▸ **What is required**: Once the line with "## Locations" is found in the entries below, print it and each following line exactly, stopping after the line with "- [ ] Site 1: log"; print nothing else.

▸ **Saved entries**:
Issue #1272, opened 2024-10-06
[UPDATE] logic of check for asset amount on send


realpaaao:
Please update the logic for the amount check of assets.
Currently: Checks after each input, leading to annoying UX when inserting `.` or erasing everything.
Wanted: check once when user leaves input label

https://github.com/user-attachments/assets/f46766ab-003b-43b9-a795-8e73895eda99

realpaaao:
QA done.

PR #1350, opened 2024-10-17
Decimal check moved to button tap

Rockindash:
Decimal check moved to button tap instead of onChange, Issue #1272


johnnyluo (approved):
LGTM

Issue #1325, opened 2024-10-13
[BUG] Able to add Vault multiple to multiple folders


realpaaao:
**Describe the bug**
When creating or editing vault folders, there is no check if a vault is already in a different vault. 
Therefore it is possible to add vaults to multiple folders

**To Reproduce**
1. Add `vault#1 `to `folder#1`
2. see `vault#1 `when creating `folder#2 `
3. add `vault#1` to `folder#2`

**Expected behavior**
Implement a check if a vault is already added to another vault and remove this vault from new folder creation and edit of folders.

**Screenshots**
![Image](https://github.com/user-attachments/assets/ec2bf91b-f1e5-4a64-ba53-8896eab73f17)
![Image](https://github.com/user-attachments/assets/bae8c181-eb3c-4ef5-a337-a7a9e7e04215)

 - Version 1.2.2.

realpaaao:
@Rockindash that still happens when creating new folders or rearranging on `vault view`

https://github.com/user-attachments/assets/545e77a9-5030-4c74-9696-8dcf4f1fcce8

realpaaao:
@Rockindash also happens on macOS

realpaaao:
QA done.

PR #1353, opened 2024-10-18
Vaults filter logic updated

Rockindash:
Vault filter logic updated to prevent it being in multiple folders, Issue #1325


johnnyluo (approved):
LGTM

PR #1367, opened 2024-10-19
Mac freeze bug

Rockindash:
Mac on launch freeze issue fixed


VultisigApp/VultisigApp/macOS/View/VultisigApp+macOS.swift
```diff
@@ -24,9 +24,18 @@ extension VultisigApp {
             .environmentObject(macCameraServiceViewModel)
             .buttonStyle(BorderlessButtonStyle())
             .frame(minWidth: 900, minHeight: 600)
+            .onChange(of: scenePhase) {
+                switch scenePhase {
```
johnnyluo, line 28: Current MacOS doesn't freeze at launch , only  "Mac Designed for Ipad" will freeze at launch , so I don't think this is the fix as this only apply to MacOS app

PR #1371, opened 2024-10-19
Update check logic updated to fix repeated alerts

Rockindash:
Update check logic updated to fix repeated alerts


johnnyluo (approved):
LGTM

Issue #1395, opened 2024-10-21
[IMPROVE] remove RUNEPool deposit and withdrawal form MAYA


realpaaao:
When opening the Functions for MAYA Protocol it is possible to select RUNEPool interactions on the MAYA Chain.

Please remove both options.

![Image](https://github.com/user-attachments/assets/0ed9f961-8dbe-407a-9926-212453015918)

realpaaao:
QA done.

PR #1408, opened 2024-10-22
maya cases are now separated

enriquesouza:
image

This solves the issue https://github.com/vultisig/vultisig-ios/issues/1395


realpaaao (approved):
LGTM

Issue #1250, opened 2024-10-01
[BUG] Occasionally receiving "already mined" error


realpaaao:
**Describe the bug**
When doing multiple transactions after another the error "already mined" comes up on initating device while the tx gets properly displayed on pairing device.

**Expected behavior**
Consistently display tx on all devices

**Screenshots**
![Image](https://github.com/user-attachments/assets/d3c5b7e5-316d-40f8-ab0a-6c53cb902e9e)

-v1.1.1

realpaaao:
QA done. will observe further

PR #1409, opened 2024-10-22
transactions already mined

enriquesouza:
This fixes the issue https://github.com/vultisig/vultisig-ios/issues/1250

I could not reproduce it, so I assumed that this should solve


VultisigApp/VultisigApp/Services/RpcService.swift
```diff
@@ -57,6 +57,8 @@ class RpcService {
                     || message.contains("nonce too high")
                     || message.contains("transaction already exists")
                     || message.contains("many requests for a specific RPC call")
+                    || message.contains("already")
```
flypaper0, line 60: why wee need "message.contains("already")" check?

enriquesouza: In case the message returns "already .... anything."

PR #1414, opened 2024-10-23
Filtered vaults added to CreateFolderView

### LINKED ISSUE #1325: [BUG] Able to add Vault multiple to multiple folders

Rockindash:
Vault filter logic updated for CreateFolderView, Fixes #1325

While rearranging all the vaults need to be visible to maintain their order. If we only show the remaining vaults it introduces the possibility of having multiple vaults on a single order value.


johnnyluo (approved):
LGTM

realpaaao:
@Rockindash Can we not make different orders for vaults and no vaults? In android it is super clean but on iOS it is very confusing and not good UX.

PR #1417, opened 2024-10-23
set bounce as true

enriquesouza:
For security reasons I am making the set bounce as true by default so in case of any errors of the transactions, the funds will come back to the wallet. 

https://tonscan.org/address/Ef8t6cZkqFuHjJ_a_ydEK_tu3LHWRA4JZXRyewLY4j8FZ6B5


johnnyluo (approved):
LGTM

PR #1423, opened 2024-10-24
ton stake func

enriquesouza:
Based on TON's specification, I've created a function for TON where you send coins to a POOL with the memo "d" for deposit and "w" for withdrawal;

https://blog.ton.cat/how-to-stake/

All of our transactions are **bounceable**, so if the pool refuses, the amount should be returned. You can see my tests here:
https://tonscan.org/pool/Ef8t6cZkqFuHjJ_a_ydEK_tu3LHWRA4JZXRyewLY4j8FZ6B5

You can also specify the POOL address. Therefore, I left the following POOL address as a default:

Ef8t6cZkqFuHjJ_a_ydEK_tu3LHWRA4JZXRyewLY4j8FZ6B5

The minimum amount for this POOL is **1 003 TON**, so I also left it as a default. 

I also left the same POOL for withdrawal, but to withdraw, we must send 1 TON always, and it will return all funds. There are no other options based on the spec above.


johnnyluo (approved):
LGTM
==
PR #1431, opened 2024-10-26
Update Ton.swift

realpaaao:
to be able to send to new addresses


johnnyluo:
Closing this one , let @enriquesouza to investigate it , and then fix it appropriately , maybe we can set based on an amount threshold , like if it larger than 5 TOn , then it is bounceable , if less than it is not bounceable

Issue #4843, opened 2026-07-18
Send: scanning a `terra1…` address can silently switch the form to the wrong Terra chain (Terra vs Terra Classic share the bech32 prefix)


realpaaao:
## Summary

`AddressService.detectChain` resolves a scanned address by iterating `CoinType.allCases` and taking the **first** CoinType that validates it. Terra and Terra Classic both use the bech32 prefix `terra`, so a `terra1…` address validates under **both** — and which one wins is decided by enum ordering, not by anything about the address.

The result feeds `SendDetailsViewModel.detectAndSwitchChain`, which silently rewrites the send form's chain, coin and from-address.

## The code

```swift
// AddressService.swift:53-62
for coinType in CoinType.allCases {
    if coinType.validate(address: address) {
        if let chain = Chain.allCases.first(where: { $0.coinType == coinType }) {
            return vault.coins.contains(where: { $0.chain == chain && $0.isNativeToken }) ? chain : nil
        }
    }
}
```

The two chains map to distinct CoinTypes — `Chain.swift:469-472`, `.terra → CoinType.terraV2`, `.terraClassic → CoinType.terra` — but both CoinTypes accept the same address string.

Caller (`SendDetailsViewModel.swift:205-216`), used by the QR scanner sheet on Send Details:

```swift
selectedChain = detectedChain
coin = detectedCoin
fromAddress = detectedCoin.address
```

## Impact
==
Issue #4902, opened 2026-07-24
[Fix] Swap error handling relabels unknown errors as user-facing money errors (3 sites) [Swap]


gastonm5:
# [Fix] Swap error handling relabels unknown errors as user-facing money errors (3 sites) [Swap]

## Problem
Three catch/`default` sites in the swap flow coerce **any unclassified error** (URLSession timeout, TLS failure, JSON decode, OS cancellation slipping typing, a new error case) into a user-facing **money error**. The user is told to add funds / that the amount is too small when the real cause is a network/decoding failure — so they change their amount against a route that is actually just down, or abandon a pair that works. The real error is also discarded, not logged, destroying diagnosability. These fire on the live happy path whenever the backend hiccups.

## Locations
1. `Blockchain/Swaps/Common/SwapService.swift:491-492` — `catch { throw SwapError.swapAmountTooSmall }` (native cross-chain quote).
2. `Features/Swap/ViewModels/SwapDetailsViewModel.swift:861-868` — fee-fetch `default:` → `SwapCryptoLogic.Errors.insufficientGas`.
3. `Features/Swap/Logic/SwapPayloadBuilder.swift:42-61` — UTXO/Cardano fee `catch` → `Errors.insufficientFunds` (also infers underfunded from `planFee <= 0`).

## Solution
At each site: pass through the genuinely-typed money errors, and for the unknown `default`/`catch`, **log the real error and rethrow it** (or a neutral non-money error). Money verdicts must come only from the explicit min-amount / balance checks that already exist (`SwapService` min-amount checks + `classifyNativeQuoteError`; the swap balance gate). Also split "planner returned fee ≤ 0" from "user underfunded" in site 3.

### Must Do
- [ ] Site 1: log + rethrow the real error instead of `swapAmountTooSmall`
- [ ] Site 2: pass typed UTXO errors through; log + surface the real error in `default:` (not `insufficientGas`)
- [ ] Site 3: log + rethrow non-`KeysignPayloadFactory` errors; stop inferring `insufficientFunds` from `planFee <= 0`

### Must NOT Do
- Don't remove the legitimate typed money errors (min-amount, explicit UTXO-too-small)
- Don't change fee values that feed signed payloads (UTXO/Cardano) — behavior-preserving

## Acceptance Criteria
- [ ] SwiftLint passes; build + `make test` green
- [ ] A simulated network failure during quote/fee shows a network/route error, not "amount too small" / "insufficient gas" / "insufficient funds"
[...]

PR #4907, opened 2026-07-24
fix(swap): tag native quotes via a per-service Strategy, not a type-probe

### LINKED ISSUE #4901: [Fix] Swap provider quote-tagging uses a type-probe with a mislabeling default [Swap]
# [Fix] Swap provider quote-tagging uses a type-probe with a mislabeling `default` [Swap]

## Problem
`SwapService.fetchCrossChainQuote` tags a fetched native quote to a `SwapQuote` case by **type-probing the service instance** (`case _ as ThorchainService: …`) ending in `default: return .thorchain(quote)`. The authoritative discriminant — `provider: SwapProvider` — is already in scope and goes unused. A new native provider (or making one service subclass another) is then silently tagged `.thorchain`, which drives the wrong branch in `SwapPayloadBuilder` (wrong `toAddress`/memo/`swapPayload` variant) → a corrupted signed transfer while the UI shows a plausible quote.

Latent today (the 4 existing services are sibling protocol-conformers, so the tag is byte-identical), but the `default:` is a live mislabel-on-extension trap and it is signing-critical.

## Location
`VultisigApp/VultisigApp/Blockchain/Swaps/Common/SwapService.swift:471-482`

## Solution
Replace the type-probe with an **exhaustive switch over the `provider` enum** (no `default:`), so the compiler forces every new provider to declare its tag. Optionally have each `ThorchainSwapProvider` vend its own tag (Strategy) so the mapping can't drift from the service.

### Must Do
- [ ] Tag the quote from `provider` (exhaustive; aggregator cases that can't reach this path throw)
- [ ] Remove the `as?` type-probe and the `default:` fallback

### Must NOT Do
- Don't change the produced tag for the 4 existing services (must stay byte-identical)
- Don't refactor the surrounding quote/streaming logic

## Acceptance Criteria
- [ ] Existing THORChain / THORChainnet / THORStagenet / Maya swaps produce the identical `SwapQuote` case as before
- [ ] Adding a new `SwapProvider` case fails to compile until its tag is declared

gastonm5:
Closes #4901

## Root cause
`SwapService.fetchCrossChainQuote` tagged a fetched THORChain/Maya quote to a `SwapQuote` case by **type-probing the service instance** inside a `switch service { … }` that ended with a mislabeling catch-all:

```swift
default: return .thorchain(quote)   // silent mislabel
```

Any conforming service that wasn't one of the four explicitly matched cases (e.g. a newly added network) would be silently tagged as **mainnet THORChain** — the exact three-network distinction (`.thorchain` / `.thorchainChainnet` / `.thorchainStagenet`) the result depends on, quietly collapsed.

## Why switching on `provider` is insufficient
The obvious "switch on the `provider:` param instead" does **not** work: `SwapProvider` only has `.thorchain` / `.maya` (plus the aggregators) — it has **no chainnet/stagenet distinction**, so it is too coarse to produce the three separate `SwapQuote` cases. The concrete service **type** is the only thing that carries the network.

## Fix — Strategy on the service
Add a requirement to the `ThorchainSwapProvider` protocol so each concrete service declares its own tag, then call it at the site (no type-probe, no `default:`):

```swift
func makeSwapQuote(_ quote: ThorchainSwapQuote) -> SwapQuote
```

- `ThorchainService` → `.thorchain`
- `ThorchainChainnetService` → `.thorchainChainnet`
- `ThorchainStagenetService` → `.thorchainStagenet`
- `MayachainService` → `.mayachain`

▸ **Result below**:
## Locations
1. `Blockchain/Swaps/Common/SwapService.swift:491-492` — `catch { throw SwapError.swapAmountTooSmall }` (native cross-chain quote).
2. `Features/Swap/ViewModels/SwapDetailsViewModel.swift:861-868` — fee-fetch `default:` → `SwapCryptoLogic.Errors.insufficientGas`.
3. `Features/Swap/Logic/SwapPayloadBuilder.swift:42-61` — UTXO/Cardano fee `catch` → `Errors.insufficientFunds` (also infers underfunded from `planFee <= 0`).

## Solution
At each site: pass through the genuinely-typed money errors, and for the unknown `default`/`catch`, **log the real error and rethrow it** (or a neutral non-money error). Money verdicts must come only from the explicit min-amount / balance checks that already exist (`SwapService` min-amount checks + `classifyNativeQuoteError`; the swap balance gate). Also split "planner returned fee ≤ 0" from "user underfunded" in site 3.

### Must Do
- [ ] Site 1: log + rethrow the real error instead of `swapAmountTooSmall`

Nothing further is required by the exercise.